• PROBLEM DETAILS:
The lines to reproduce run from the first one below to the line containing "## Description", both included. Reproduce them exactly and nothing else.

(Beginning of EXERCISE MATERIAL)

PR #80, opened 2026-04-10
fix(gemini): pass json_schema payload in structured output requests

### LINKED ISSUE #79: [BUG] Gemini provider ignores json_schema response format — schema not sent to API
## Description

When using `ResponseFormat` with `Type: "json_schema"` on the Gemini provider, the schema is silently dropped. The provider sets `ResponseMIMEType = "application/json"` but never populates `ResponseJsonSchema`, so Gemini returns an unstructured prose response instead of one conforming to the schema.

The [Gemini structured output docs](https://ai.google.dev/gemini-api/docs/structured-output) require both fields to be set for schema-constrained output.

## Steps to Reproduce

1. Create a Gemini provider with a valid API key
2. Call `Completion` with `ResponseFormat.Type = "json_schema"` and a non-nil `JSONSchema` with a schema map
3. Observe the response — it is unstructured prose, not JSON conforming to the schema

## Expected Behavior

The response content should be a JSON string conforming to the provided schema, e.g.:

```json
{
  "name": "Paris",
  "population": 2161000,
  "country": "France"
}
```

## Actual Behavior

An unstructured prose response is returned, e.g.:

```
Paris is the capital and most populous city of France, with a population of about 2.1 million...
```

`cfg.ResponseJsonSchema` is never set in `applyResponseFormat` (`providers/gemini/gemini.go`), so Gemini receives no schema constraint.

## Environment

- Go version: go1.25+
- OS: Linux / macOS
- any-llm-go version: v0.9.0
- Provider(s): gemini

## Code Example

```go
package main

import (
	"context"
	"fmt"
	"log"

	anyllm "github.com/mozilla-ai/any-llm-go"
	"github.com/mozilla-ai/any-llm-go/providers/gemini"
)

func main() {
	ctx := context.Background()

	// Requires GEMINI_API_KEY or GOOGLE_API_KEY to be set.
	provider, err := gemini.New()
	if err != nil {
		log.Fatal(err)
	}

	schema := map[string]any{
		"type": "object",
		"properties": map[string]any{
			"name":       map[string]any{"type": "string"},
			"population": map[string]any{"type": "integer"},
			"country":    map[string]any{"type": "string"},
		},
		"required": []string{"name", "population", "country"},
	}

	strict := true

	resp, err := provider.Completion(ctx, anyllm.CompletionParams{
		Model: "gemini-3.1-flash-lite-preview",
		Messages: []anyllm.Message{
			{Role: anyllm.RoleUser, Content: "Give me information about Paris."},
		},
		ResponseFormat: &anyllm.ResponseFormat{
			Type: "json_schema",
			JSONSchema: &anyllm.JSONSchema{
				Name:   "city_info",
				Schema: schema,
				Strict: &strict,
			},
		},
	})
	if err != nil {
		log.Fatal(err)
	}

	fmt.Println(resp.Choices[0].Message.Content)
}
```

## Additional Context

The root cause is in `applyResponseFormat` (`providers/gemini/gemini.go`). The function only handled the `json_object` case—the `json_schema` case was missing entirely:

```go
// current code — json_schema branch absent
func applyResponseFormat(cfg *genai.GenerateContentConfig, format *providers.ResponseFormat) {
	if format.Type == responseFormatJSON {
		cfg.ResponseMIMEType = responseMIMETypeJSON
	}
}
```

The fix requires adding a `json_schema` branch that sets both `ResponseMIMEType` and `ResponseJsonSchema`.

(End of EXERCISE MATERIAL)

• RESULT FOR THIS TASK:
PR #80, opened 2026-04-10
fix(gemini): pass json_schema payload in structured output requests

### LINKED ISSUE #79: [BUG] Gemini provider ignores json_schema response format — schema not sent to API
## Description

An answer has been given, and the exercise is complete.